Infostealers have quickly become a major threat vector for ransomware and data breaches, used by threat actors to steal sensitive data such as credit card numbers, CVVs, and other sensitive personal information. This year alone, Flashpoint observed over 53 million compromised credentials and 13 million infected devices due to infostealer activity.
To combat this rising threat, we are excited to announce that Flashpoint Fraud Intelligence now incorporates detailed infostealer logs—giving users visibility into compromised credit card information, empowering faster and more accurate detection of fraud.
Uncover Stolen Credit Cards Using Flashpoint’s Infostealer Data
Flashpoint has collected over 456 million stolen or leaked credentials specifically sourced from infostealers. By integrating our detailed infostealer dataset with Flashpoint Fraud Intelligence, we’ve made it easier for fraud and security teams to detect threats sooner.
Here’s how Flashpoint Fraud Intelligence gives you an edge in credit card fraud prevention:
- Access to breach details: View breach information, including whether your organization has been affected, for a more detailed and actionable understanding of threats.
- Real-time detection and response: Help CTI and Fraud teams detect compromised data and respond quickly, reducing the time between data compromise and fraud detection.
- Monitor dark web activity: Track the movement of stolen credit card information as it surfaces in underground forums and marketplaces.
- Detect compromised credit cards earlier: Take action by canceling or blocking cards before fraud can occur.
- Enrich fraud detection algorithms: Improve your risk scoring and fraud detection systems by using Flashpoint to strengthen machine learning models.
Prevent Fraud with Proactive Intelligence Using Flashpoint
Infostealers can be extremely difficult to detect. Due to their incredible simplicity, efficiency, and speed, fraudsters are often able to steal and store data without triggering traditional fraud detection systems, which typically rely on rule-based triggers. This has allowed stealers to play a crucial role in harvesting vast amounts of financial data which cybercriminals often sell or use for unauthorized transactions.
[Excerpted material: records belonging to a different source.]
PR #496, opened 2020-04-03
GUACAMOLE-996: Add support for configuring group filter.

echu2013:
This provides ldap-group-search-filter functionallity. Tested and working OK!

### DIFF
--- a/extensions/guacamole-auth-ldap/src/main/java/org/apache/guacamole/auth/ldap/conf/ConfigurationService.java
+++ b/extensions/guacamole-auth-ldap/src/main/java/org/apache/guacamole/auth/ldap/conf/ConfigurationService.java
@@ -25,6 +25,7 @@ import java.util.List;
 import org.apache.directory.api.ldap.model.filter.ExprNode;
 import org.apache.directory.api.ldap.model.filter.PresenceNode;
 import org.apache.directory.api.ldap.model.message.AliasDerefMode;
+import org.apache.directory.api.ldap.model.filter.EqualityNode;
 import org.apache.directory.api.ldap.model.name.Dn;
 import org.apache.guacamole.GuacamoleException;
 import org.apache.guacamole.environment.Environment;
@@ -318,6 +319,24 @@ public class ConfigurationService {
         return environment.getProperty(
             LDAPGuacamoleProperties.LDAP_USER_SEARCH_FILTER,
             new PresenceNode("objectClass")
+
+    /**
+     * Returns the search filter that should be used when querying the
+     * LDAP server for Guacamole groups.  If no filter is specified,
+     * a default of "(objectClass=group)" is returned.
+     *
+     * @return
+     *     The search filter that should be used when querying the
+     *     LDAP server for groups that are valid in Guacamole, or
+     *     "(objectClass=group)" if not specified.
+     *
+     * @throws GuacamoleException
+     *     If guacamole.properties cannot be parsed.
+     */
+    public ExprNode getGroupSearchFilter() throws GuacamoleException {
+        return environment.getProperty(
+            LDAPGuacamoleProperties.LDAP_GROUP_SEARCH_FILTER,
+            new EqualityNode("objectClass","group")
         );
     }
 
--- a/extensions/guacamole-auth-ldap/src/main/java/org/apache/guacamole/auth/ldap/group/UserGroupService.java
+++ b/extensions/guacamole-auth-ldap/src/main/java/org/apache/guacamole/auth/ldap/group/UserGroupService.java
@@ -87,9 +87,9 @@ public class UserGroupService {
         if (confService.getConfigurationBaseDN() != null)
             return new NotNode(new EqualityNode("objectClass","guacConfigGroup"));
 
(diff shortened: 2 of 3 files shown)


extensions/guacamole-auth-ldap/src/main/java/org/apache/guacamole/auth/ldap/conf/ConfigurationService.java
```diff
@@ -317,7 +318,27 @@ public int getMaxReferralHops() throws GuacamoleException {
     public ExprNode getUserSearchFilter() throws GuacamoleException {
         return environment.getProperty(
             LDAPGuacamoleProperties.LDAP_USER_SEARCH_FILTER,
-            new PresenceNode("objectClass")
+            new EqualityNode("objectClass","user")
```
necouchman, line 321: This seems out-of-scope for this particular pull request.  We might discuss the merits of doing this at some point, but I don't think it should be included in an issue to implement the group filter.

extensions/guacamole-auth-ldap/src/main/java/org/apache/guacamole/auth/ldap/group/UserGroupService.java
```diff
@@ -79,17 +79,17 @@
...
+    private ExprNode buildGroupSearchFilter() throws GuacamoleException {
 
         // Explicitly exclude guacConfigGroup object class only if it should
         // be assumed to be defined (query may fail due to no such object
         // class existing otherwise)
         if (confService.getConfigurationBaseDN() != null)
             return new NotNode(new EqualityNode("objectClass","guacConfigGroup"));
 
-        // Read any object as a group if LDAP is not being used for connection
+        // Read objects from LDAP with filter defined by "ldap-group-search-filter" as a group if LDAP is not being used for connection
```
necouchman, line 90: This should probably just be made a multi-line comment - it's pretty long.

echu2013: @necouchman sorry, i am pretty newie with contributing online and I make some mistakes. You are right about The out of scope stuff.. And I will rewrite the "pretty long" comment, how could I update this pull request?

extensions/guacamole-auth-ldap/src/main/java/org/apache/guacamole/auth/ldap/conf/ConfigurationService.java
mike-jumper: +1

Adding the option to narrow by `objectClass` would be a separate feature, the value that is used should not be hard-coded to `user`, and we should avoid breaking compatibility with existing deployments which have been relying on the former `*` filter for ages.

Same for the group filter - if the deployment in question needs to narrow things, then specifying custom filters will allow that. Beyond the filters, the different base DNs should be the only restrictions applied unless the administrator configures otherwise.

extensions/guacamole-auth-ldap/src/main/java/org/apache/guacamole/auth/ldap/group/UserGroupService.java
```diff
@@ -79,17 +79,17 @@
      * @throws GuacamoleException
      *     If guacamole.properties cannot be parsed.
      */
-    private ExprNode getGroupSearchFilter() throws GuacamoleException {
+    private ExprNode buildGroupSearchFilter() throws GuacamoleException {
```
mike-jumper, line 82: Why is this being renamed?

echu2013: I though it was more descriptive this name rather than get, also to avoid confusion with 
`        return confService.getGroupSearchFilter();
`

echu2013:
Closing in favor of #497 , sorry for the mess.

extensions/guacamole-auth-ldap/src/main/java/org/apache/guacamole/auth/ldap/conf/ConfigurationService.java
echu2013: > +1
> 
> Adding the option to narrow by `objectClass` would be a separate feature, the value that is used should not be hard-coded to `user`, and we should avoid breaking compatibility with existing deployments which have been relying on the former `*` filter for ages.
> 
> Same for the group filter - if the deployment in question needs to narrow things, then specifying custom filters will allow that. Beyond the filters, the different base DNs should be the only restrictions applied unless the administrator configures otherwise.

Please note that description inside code states the following:
`    /**
     * Returns the search filter that should be used when querying the
     * LDAP server for Guacamole users.  If no filter is specified,
     * a default of "(objectClass=user)" is returned.
     *
     * @return
     *     The search filter that should be used when querying the
     *     LDAP server for users that are valid in Guacamole, or
     *     "(objectClass=user)" if not specified.
     *
     * @throws GuacamoleException
     *     If guacamole.properties cannot be parsed.
     */`
**If no filter is specified, a default of "(objectClass=user)" is returned.**
So, that's why I corrected the code.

Compromised credentials also allow malicious actors to infiltrate and move laterally within systems. In our Cyber Threat Intelligence Index: 2024 Midyear Edition report, we detailed how many credentials were stolen by stealers, which countries were the most affected, and the most prolific infostealer strains. Now, organizations have direct access to Flashpoint’s extensive collection of infostealer logs empowering them to better understand and mitigate potential financial risks.

Gain the upper hand against infostealers and credit card fraud. Learn more about the latest advancements in Flashpoint Fraud Intelligence and get a demo today.
Infostealer Data and Credit Card Fraud FAQs
Q: What specific challenge do infostealers pose to traditional credit card fraud detection systems?
A: Infostealers pose a challenge because they are simple, efficient, and fast, often stealing and storing data without triggering traditional, rule-based fraud detection systems. This allows fraudsters to harvest massive amounts of financial data and compromise credentials before the fraud is detected.
Q: How much stolen data has Flashpoint observed from infostealer activity recently?
A: Flashpoint has observed a significant volume of compromised data from infostealer activity, including over 53 million compromised credentials and infecting 13 million devices in the past year, in addition to collecting over 456 million stolen or leaked credentials specifically sourced from infostealers.
Q: How does integrating infostealer data into Flashpoint Fraud Intelligence help organizations?
A: Integrating infostealer data empowers fraud and security teams to detect compromised credit cards earlier in the attack lifecycle, allowing them to take proactive action like canceling or blocking cards before fraud can occur. It also provides access to breach details and enriches fraud detection algorithms to improve risk scoring.